PR #1702, opened 2017-08-11
Update graphql.js

mechanical-turk:
this is a followup on the question i asked on slack. my understanding is that graphql gets confused when we give it `$` or `.`. Since any field that uses `$` in their name will also use `.`, I thought we could just amend the rule so that not only `Array`s get skipped, but also `Object`s.


SachaG:
Hmm, I don't know if it's a good idea to do it this way. If field names cannot contain a `.` I think we should have a separate test that throws an error for that, rather than just ignoring the field.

> **What the task requires**: Please retype all of the data above exactly as it appears.

> **Answer**:
PR #1702, opened 2017-08-11
Update graphql.js

mechanical-turk:
this is a followup on the question i asked on slack. my understanding is that graphql gets confused when we give it `$` or `.`. Since any field that uses `$` in their name will also use `.`, I thought we could just amend the rule so that not only `Array`s get skipped, but also `Object`s.


SachaG:
Hmm, I don't know if it's a good idea to do it this way. If field names cannot contain a `.` I think we should have a separate test that throws an error for that, rather than just ignoring the field.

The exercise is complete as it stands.